See RFC3447__ or the `original RSA Labs specification`__.

This scheme is more properly called ``RSASSA-PSS``.

The following example shows how the sender can create the signatue of
a message using their private key:

    >>> from Crypto.Signature import pss
    >>> from Crypto.Hash import SHA256
    >>> from Crypto.PublicKey import RSA
    >>> from Crypto import Random
    >>>
    >>> message = 'To be signed'
    >>> key = RSA.importKey(open('privkey.der').read())
    >>> h = SHA256.new(message)
    >>> signature = pss.new(key).sign(h)

At the receiver side, verification can be done using the public RSA key:

    >>> key = RSA.importKey(open('pubkey.der').read())
    >>> h = SHA256.new(message)
    >>> verifier = pss.new(key)
    >>> try:
    >>>     verifier.verify(h, signature):
    >>>     print "The signature is authentic."
    >>> except (ValueError, TypeError):
    >>>     print "The signature is not authentic."

:undocumented: __package__

.. __: http://www.ietf.org/rfc/rfc3447.txt
.. __: http://www.rsa.com/rsalabs/node.asp?id=2125
"""

from Crypto.Util.py3compat import b, bchr, bord
import Crypto.Util.number
from Crypto.Util.number import (ceil_div,
                                long_to_bytes,
                                bytes_to_long
                                )
from Crypto.Util.strxor import strxor
from Crypto import Random


class PSS_SigScheme:
    """An instance of the PKCS#1 PSS signature scheme for a specific RSA key."""

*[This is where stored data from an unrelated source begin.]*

PR #2367, opened 2023-10-03
Fix: unescape escape sequences on read, re-escape them on generation

### LINKED ISSUE #2325: escaped `\0` characters in clickhouse are interpreted as null bytes

GeorgeSittas:
Fixes #2325 & addresses https://github.com/tobymao/sqlglot/pull/2336#discussion_r1339336075

cc @cpcloud


sqlglot/generator.py
```diff
@@ -1670,8 +1670,8 @@ def literal_sql(self, expression: exp.Literal) -> str:
 
     def escape_str(self, text: str) -> str:
         text = text.replace(self.QUOTE_END, self._escaped_quote_end)
-        if self.ESCAPE_LINE_BREAK:
-            text = text.replace("\n", "\\n")
+        if self.INVERSE_ESCAPE_SEQUENCES:
+            text = "".join(self.INVERSE_ESCAPE_SEQUENCES.get(ch, ch) for ch in text)
```
GeorgeSittas, line 1674: FYI I didn't use `str.translate` because it's not suited for a 1 -> many translation (i.e. `\n` to `\\n`).

sqlglot/tokens.py
```diff
@@ -1203,6 +1204,13 @@ def _extract_string(self, delimiter: str, escapes=None) -> str:
                 if self._end:
                     raise TokenError(f"Missing {delimiter} from {self._line}:{self._start}")
 
+                if self.ESCAPE_SEQUENCES and self._peek and self._char in self.STRING_ESCAPES:
+                    escaped_sequence = self.ESCAPE_SEQUENCES.get(self._char + self._peek)
+                    if escaped_sequence:
+                        self._advance(2)
```
tobymao, line 1210: should this be len(escaped_sequence)

tobymao (approved):

sqlglot/tokens.py
GeorgeSittas: It should be incorrect here because otherwise it'd be`len('\n') == 1`; the `2` comes from the `self._char + self._peek` part, i.e. skip these two characters that were condensed into one.

This logic doesn't take into account escape sequences of different lengths, so we'd need to do another refactor to support them if any dialect has them

tobymao: ok

tests/dialects/test_clickhouse.py
```diff
@@ -85,6 +85,16 @@ def test_clickhouse(self):
             "CREATE MATERIALIZED VIEW test_view (id UInt8) TO db.table1 AS SELECT * FROM test_data"
         )
 
+        self.validate_all(
+            "SELECT '\\0'",
+            read={
+                "": "SELECT '\0'",
```
GeorgeSittas, line 91:
```suggestion
                "mysql": "SELECT '\0'",
```

PR #2371, opened 2023-10-04
fix(postgres): translate variance_pop to var_pop and variance to var_samp

cpcloud:
Fixes a bug in transalation of population variance and also translates sample variance into `var_samp` which is compatible with datafusion postgres.


GeorgeSittas (approved):
LGTM

PR #2373, opened 2023-10-04
Feat(redshift): add support for Redshift's super array index iteration

### LINKED ISSUE #2372: The Redshift dialect does not support iterations on an array with: x AS y AT z

- dialect: redshift

Code:
```python
import sqlglot
sql_code = """
SELECT c_name,
       orders.o_orderkey AS orderkey,
       index AS orderkey_index
FROM customer_orders_lineitem c, c.c_orders AS orders AT index 
ORDER BY orderkey_index;
"""
expressions = sqlglot.parse(sql_code, read="redshift")
```

Output:
```console
sqlglot.errors.ParseError: Invalid expression / Unexpected token. Line 5, Col: 56.
  y AS orderkey,
       index AS orderkey_index
FROM customer_orders_lineitem c, c.c_orders AS orders AT index 
ORDER BY orderkey_index;
```

Same for query:
```sql
SELECT attr as attribute_name, json_typeof(val) as value_type 
FROM customer_orders_lineitem c, UNPIVOT c.c_orders[0] AS val AT attr 
WHERE c_custkey = 9451;
```

**Official Documentation**

https://docs.aws.amazon.com/redshift/latest/dg/query-super.html#unnest

GeorgeSittas:
Fixes #2372

### DIFF
--- a/sqlglot/expressions.py
+++ b/sqlglot/expressions.py
@@ -2465,6 +2465,7 @@ class Table(Expression):
         "version": False,
         "format": False,
         "pattern": False,
+        "index": False,
     }
 
     @property
--- a/sqlglot/generator.py
+++ b/sqlglot/generator.py
@@ -1350,13 +1350,17 @@ class Generator:
         pivots = f" {pivots}" if pivots else ""
         joins = self.expressions(expression, key="joins", sep="", skip_first=True)
         laterals = self.expressions(expression, key="laterals", sep="")
+
         file_format = self.sql(expression, "format")
         if file_format:
             pattern = self.sql(expression, "pattern")
             pattern = f", PATTERN => {pattern}" if pattern else ""
             file_format = f" (FILE_FORMAT => {file_format}{pattern})"
 
-        return f"{table}{version}{file_format}{alias}{hints}{pivots}{joins}{laterals}"
+        index = self.sql(expression, "index")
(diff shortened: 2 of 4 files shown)


GeorgeSittas:
I'm still taking a look at the `UNPIVOT` test case in the issue, it's an exception to Redshift's `UNPIVOT` syntax and needs a bit more work to fix..

GeorgeSittas:
> I'm still taking a look at the `UNPIVOT` test case in the issue, it's an exception to Redshift's `UNPIVOT` syntax and needs a bit more work to fix..

Ok took a stab at this, should be ready for a review now.

tobymao (approved):

sqlglot/dialects/redshift.py
```diff
@@ -31,6 +31,7 @@ class Redshift(Postgres):
     RESOLVES_IDENTIFIERS_AS_UPPERCASE = None
 
     SUPPORTS_USER_DEFINED_TYPES = False
+    INDEX_OFFSET = 0
```
GeorgeSittas, line 34: FYI I tested this in Redshift directly and it can also be seen in their [docs](https://docs.aws.amazon.com/redshift/latest/dg/query-super.html) too:

Screenshot 2023-10-04 at 6 58 37 PM

PR #2380, opened 2023-10-05
Feat(bigquery): improve support for CREATE MODEL DDL statement

GeorgeSittas:
References:
- https://cloud.google.com/bigquery/docs/reference/standard-sql/bigqueryml-syntax-create#create_model_syntax
- https://cloud.google.com/bigquery/docs/reference/standard-sql/bigqueryml-syntax-create-remote-model#create_model_syntax


sqlglot/parser.py
```diff
@@ -236,6 +236,7 @@ class Parser(metaclass=_Parser):
         TokenType.SCHEMA,
         TokenType.TABLE,
         TokenType.VIEW,
+        TokenType.MODEL,
```
tobymao, line 239: does model need to be added to id_var?

GeorgeSittas: it's included indirectly because every `CREATABLE` is a valid identifier

tobymao (approved):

    def __init__(self, key, mgfunc, saltLen, randfunc):
        """Initialize this PKCS#1 PSS signature scheme object.

        :Parameters:
          key : an RSA key object
            If a private half is given, both signature and
            verification are possible.
            If a public half is given, only verification is possible.
          mgfunc : callable
            A mask generation function that accepts two parameters:
            a string to use as seed, and the lenth of the mask to
            generate, in bytes.
          saltLen : integer
            Length of the salt, in bytes.
          randfunc : callable
            A function that returns random bytes.
        """

        self._key = key
        self._saltLen = saltLen
        self._mgfunc = mgfunc
        self._randfunc = randfunc

    def can_sign(self):
        """Return True if this cipher object can be used
        or signing messages."""
        return self._key.has_private()

    def sign(self, msg_hash):
        """Produce the PKCS#1 PSS signature of a message.

        This function is named ``RSASSA-PSS-SIGN``, and is specified in
        section 8.1.1 of RFC3447.

        :Parameters:
          msg_hash : hash object
            The hash that was carried out over the message. This is an object
            belonging to the `Crypto.Hash` module.

        :Return: The PSS signature encoded as a byte string.
        :Raise ValueError:
            If the RSA key length is not sufficiently long to deal
            with the given hash algorithm.
        :Raise TypeError:
            If the RSA key has no private half.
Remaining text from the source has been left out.